5 Lessons Medallia Learned About Providing a Great Candidate Experience
November 11, 2015
Medallia is a software company that helps organizations improve their customer experience. Therefore, it makes perfect sense that they would care a lot about how their own customers felt as well.
Using that same line of thinking, Medallia has always put a lot of energy into treating its employees well. Soon, that extended beyond just the people who worked at the company to people who applied to work at the company as well.
“The experiences people have with your company ultimately forms your brand,” Medallia Senior Manager of Talent Acquisition, Caitlin Mefford said. “And that certainly applies to candidates as well.”
So, the Medallia recruiting time decided to focus on its candidate experience and figure out ways to improve it. At a session at Talent Connect Anaheim, Mefford, Josh Budway, Vice President of Talent Aquisition, and Matt Frost, who works in talent acquisition and development for Medallia, shared what they learned during that process.
Specifically, their five learnings were:
1. It all starts with getting some hard metrics
The first thing Medallia had to do was figure out how to measure candidate experience. They opted to use net promoter score and began surveying every candidate who went through Medallia’s entire interview process so they could collect data each step in the process.
What they found wasn't surprising: People who went through the full interview process and were hired had a much better experience than people who went through the whole process and didn’t get hired (85 NPS score versus 22). Obviously, that let Medallia know that they had to focus on treating rejected candidates better.
2. Tell rejected candidates how they can increase their chances next time
One thing Medallia found with rejected candidates was that they wanted feedback on why they weren’t hired, which falls in line with LinkedIn’s own data. So, after a blessing from the legal team, Medallia began giving feedback on why exactly candidates were rejected.
To make it as effective as possible, Medallia recruiters generally focus on skills the candidate should learn to become more effective, and improve their chances of getting hired next time, Mafford said.
However, there have been exceptions where recruiters told candidates how they didn’t fit into Medallia’s culture, such as a candidate being too much about themselves, she said.
3. Going the extra mile can make a big difference
As a company built around providing great customer service, Medallia encourages its recruiters to go above-and-beyond when it comes to dealing with candidates.

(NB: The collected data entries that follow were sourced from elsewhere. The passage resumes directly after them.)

PR #396, opened 2026-09-19
fix(agentic-review): reject incomplete review outcomes

### LINKED ISSUE #393: Agentic reviews sometimes finish without a usable review
Hi everyone,

I have noticed a problem with agentic reviews in my setup. Sometimes I do not get a usable review at all. The model returns an empty answer, or the bot posts an intermediate message like “Let me check the remaining files...” instead of an actual review. The run can still be marked as successful.

I looked into why this happens. With reasoning models, the completion budget can be used up without producing any visible answer. The review loop can then treat the response as finished and fall back to text from an earlier step. I also reproduced the empty-output case in a few small tests with reasoning models through OpenRouter.

I think we should improve how the review is brought to a proper conclusion, rather than just increase the token or round limits. My idea would be to:

- Separate exploring the code from writing the final review, and reserve enough budget for the final step.
- Keep a small structured record of findings, so results are not lost when the conversation context is shortened.
- Only publish a complete, validated review. If that is not possible, mark the run as failed instead of publishing an empty answer or an earlier intermediate message.
- Make the effective model limits and review budgets clear and configurable in the existing UI.
- Handle reasoning, cancellation and retries consistently, without adding special cases for individual models or accidentally publishing duplicate reviews.

OpenRouter’s model metadata could also help with configuring the limits, but I would keep that separate from the core reliability fix.

This would touch several parts of the review workflow, so I would like to discuss the direction before opening a large PR. I would start with a small fix to prevent incomplete reviews from being published, then split the remaining work into smaller PRs.

What do you think about this approach? Are there any existing plans or preferences that I should take into account?

CaeruleusAqua:
## What has been done?

- Require a completed, non-empty native text turn before accepting a review. Incomplete turns cannot execute tools.
- Remove the fallback that used earlier assistant text when a response was empty or a round/context budget ran out.
- Check the loop outcome before publishing reviews or clarification answers.
- Distinguish posted results, an empty diff, and failures so failed runs are not reported as skipped/successful.
- Add regression coverage through the real review strategy, tool router and agent loop.

## Why?

This is the first small reliability fix discussed in #393. A reasoning model can use up its completion budget without returning visible text. Previously, the bot could publish an earlier "Let me check..." message as a successful review.

The regression test reproduces that two-turn sequence without a live model. This PR addresses completion and publication guards. Native/legacy dispatch, finalization, structured findings and configurable budgets are separate follow-ups. It intentionally does not close the overall issue.

## What has been tested?

- Red/green reproduction of the stale-text publication, round exhaustion, legacy context exhaustion and failed-versus-skipped cases.
- Empty/completed/truncated turns, invalid turns containing tools, failed clarifications, legitimate no-diff results and normal final reviews.
- `mvn -B clean test`: **1,891 tests passed**, no failures, errors or skipped tests, in Linux using `maven:3.9-eclipse-temurin-21`.
- The full run used a fresh temporary `/workspace/data` directory, a test-only encryption key and temporary prompts. This isolates tests that do not declare the test profile from an existing development database. No database or test configuration changes are included.

## How AI was used?

AI assisted with tracing the failure, writing the fix and regression tests, running the test suite, and reviewing the diff.


max-california (approved):
## 🤖 Agentic Code Review

Summary: This looks like a solid reliability fix. The new guards line up with the bug described in the PR: incomplete/native-truncated turns and exhausted budgets no longer get published as if they were successful reviews, and the workflow now distinguishes true no-op (`NO_DIFF`) from actual failures. The added regression coverage is well targeted.

No correctness or security issues stood out in the changed paths.

### LOW
- No findings.

---

tmseidel (approved):
LGTM

PR #29, opened 2016-04-10
Editor styles

matt-oconnell:
Adding styles for debugger/source code viewing

### DIFF
--- a/js/components/Editor.css
+++ b/js/components/Editor.css
@@ -1,10 +1,10 @@
 .CodeMirror {
-    height: 100%;
+  height: 100%;
 }
 
 .editor.breakpoint {
-    fill: var(--theme-selection-background);
-    width: 40px;
+  fill: var(--theme-selection-background);
+  width: 40px;
 }
 
 /* vim:set ts=2 sw=2 sts=2 et: */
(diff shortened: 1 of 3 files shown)


js/components/Editor.css
```diff
@@ -5,4 +5,346 @@
 .editor.breakpoint {
   fill: var(--theme-selection-background);
   width: 40px;
+}
+
+/* vim:set ts=2 sw=2 sts=2 et: */
```
jasonLaster: the style comments should be on the top of the file

js/components/Editor.css
```diff
@@ -5,4 +5,346 @@
...
+/* This Source Code Form is subject to the terms of the Mozilla Public
+ * License, v. 2.0. If a copy of the MPL was not distributed with this
+ * file, You can obtain one at http://mozilla.org/MPL/2.0/. */
+
+/* todo: maybe add later? */
+/*@import url(variables.css);*/
+/*@import url(common.css);*/
+/*@import url(toolbars.css);*/
```
jasonLaster: @matt-oconnell did you delete the other import/url references in the file? If so, could you comment them out instead so it's clear what we need to move over to have the full functionality

js/lib/variables.css
```diff
@@ -14,7 +14,7 @@
  * so the formatting should be consistent (i.e. no '}' inside a rule).
  */
 
-:root {
+:root .cm-s-light {
```
jasonLaster: does this scoping affect the rest of the editor styling? If so, would it make sense to use a more generic classname like `devtools-light-theme`? Should we be using [variables.css](https://dxr.mozilla.org/mozilla-central/source/devtools/client/themes/variables.css) directly?

js/components/Editor.css
matt-oconnell: Fixed in updated commit.

matt-oconnell:
@jasonLaster I've addressed your line notes in the most recent commit.

The deleted `common` and `toolbars` imports will be necessary eventually but I think they're beyond the scope of this PR.

I've synced up the theme colors to the [DevTool color docs](https://developer.mozilla.org/en-US/docs/Tools/DevToolsColors). I've kept the dark theme in there just in case. Adding the `devtools-dark-theme` class to `html` will toggle this theme on.

jasonLaster:
@matt-oconnell the wiki is out of date, could you remove those changes so that the styles are the same as what was in firefox?

helenvholmes:
@matt-oconnell just parroting what @jasonLaster said—if you roll back the changes in ```variables.css```, this looks good to go to me!

jlongster:
Thanks a lot for doing this! I will go ahead and merge this but revert the variables changes by hand.

matt-oconnell:
@jlongster Cool, glad I could help.

PR #30, opened 2016-04-10
Update breakpoint styles

NColey:
Updated the breakpoint styles to show the filename (instead of the actor) and the line number where the breakpoint was placed. Also made the text color grey, removed the bullet points, and made the text size smaller for the breakpoints.

### DIFF
--- a/js/components/Breakpoints.js
+++ b/js/components/Breakpoints.js
@@ -1,24 +1,40 @@
 const React = require("react");
 const dom = React.DOM;
+const { connect } = require("react-redux");
+const { getSources } = require("../queries");
 
-function Breakpoints({ breakpoints }) {
+require("./Breakpoints.css");
+require("../lib/variables.css");
 
-  function onResumeClick() {
-    console.log('click')
-    gThreadClient.resume();
-  }
+const Breakpoints = React.createClass({
 
-  return dom.div(
-    {},
-    dom.button({ onClick: onResumeClick }, 'resume'),
-    dom.ul(
-      null,
-      breakpoints.map(bp => dom.li(
+  render() {
+    function onResumeClick() {
+      console.log('click')
+      gThreadClient.resume();
+    }
+
+    function getFilenameFromSources(sources, actor) {
+      var source = sources[actor];
+      var url = new URL(source.url);
+      var filename = url.pathname.substring(url.pathname.lastIndexOf('/')+1);
+      return filename;
+    }
+
+    return dom.div(
+      {className: 'breakpoints'},
+      dom.button({ onClick: onResumeClick }, 'resume'),
+      dom.ul(
         null,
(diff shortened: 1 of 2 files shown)


js/components/Breakpoints.js
```diff
@@ -1,24 +1,40 @@
...
+      gThreadClient.resume();
+    }
 
-  return dom.div(
-    {},
-    dom.button({ onClick: onResumeClick }, 'resume'),
-    dom.ul(
-      null,
-      breakpoints.map(bp => dom.li(
+    function getFilenameFromSources(sources, actor) {
```
jasonLaster: I wonder if it'd be helpful to move some of the breakpoint source data collection to queries.js. So, instead of getting sources in the breakpoints component and formatting it with `URL`, you could get breakpoint props with a formatted pathname, which would be useful here and maybe other contexts as well.

js/components/Breakpoints.js
```diff
@@ -1,24 +1,40 @@
 const React = require("react");
 const dom = React.DOM;
+const { connect } = require("react-redux");
+const { getSources } = require("../queries");
 
-function Breakpoints({ breakpoints }) {
+require("./Breakpoints.css");
+require("../lib/variables.css");
```
jasonLaster: This file is required in other places, so it doesn't need to be imported here.

js/components/Breakpoints.js
```diff
@@ -1,24 +1,40 @@
...
 
-  function onResumeClick() {
-    console.log('click')
-    gThreadClient.resume();
-  }
+const Breakpoints = React.createClass({
```
jasonLaster: Breakdpoints was refactored to be a react class because it needed to use connect, does that make sense? Also, should we be transitioning to es6 class syntax e.g. `class Breakpoints extends React.Component { }`

jlongster: I don't love the class syntax, honestly. You lose auto-bound methods and I don't see much gain. We can still use the `foo() { ... }` syntax for declaring methods in objects, and we probably should start doing that. The only other syntax difference is `class` instead of `createClass`. I forget exactly but I think there were one or two other gotchas with ES6 classes.

(ES6 classes are also not optimized in SpiderMonkey yet, which is a big deal)

js/components/Breakpoints.js
jlongster: Yeah, that makes sense. Also, we have utility functions for parsing URLs. But I'm fine merging this and tweaking it later. I'll leave it up to you whether you want to merge this now or wait for this to be moved into `queries.js`.

js/components/Breakpoints.js
jasonLaster: Cool. That's why i asked.

jasonLaster:
Thanks @NColey - merging now!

On a company-wide level, they use Gemnote to send gifts to candidates – even candidates who aren’t hired, Budway said. But there are countless examples of recruiters going the extra mile on their own as well in regards to treating applicants well.
One example was the time when a candidate was sick, so the recruiter went to their house and gave them soup, Budway said. Or, one candidate said they liked to read The Skim, so the recruiter sent her a formal offer letter that mimicked a Skim newsletter.
4. A great hiring process begins with setting expectations
One of the chief complaints Medallia was seeing from candidates was about the length and rigor of their hiring process (more on that in the next point). But rather than change that, what Medallia did was set expectations at the beginning of the hiring process.
Just by giving candidates an outline of what to expect in the hiring process at the onset vastly improved the candidate’s perception of the hiring process, Budway said. Ultimately, the problem wasn’t the process itself, but the unknowns going into it, he explained.
5. Most importantly, a rigorous interviewing process doesn’t mean a poor candidate experience
Above all else, recruiting at Medallia is about getting the absolute best people, Budway said. Therefore, the company does have a pretty rigorous hiring process.
Budway didn’t want to see that rigor be removed for the sake of candidate experience. In other words, he didn’t want to make the interviews easier, or diminish hiring manager expectations, ifor the sake of making applicants feel better about themselves.
What he found was that he didn’t have to. Instead, by following the four steps above, Medallia was still able to be highly selective with the people they hired, while also providing a great candidate experience. Applicants respect a challenging hiring process, so long as they are treated fairly throughout it, he said.
Nearly every company understands the importance of having great customer service, particularly in the world of social media where everyone has a voice. That same rule should apply to candidates as well, as candidates speaking poorly about your brand can be just as damaging as customers talking poorly about your brand.
Moreover, a lot of your candidates often are your costumers, and you don’t want your recruiting team to undercut your sales. So, it makes sense to really care about candidate experience, even for the people who don’t get hired.
The five lessons listed above are five actionable steps you can take right away to ensure your treating people great. After all, just think of the power you can have by turning all your candidates – even your rejected ones – into ambassadors who speak glowingly about your brand.